INPUT DATA section start

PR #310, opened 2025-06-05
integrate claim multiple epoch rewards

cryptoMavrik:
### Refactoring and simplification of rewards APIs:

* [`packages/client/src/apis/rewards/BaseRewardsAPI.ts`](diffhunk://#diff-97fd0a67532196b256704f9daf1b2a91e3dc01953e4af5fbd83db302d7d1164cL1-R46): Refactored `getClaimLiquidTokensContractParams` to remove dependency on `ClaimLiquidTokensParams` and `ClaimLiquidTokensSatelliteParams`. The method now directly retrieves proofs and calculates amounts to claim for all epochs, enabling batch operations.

INPUT DATA section end

**WHAT YOU ARE ASKED TO DO:**
Go through the preceding material and copy each line that has the word "claim".

**ANSWER BELOW:**
integrate claim multiple epoch rewards
* [`packages/client/src/apis/rewards/BaseRewardsAPI.ts`](diffhunk://#diff-97fd0a67532196b256704f9daf1b2a91e3dc01953e4af5fbd83db302d7d1164cL1-R46): Refactored `getClaimLiquidTokensContractParams` to remove dependency on `ClaimLiquidTokensParams` and `ClaimLiquidTokensSatelliteParams`. The method now directly retrieves proofs and calculates amounts to claim for all epochs, enabling batch operations.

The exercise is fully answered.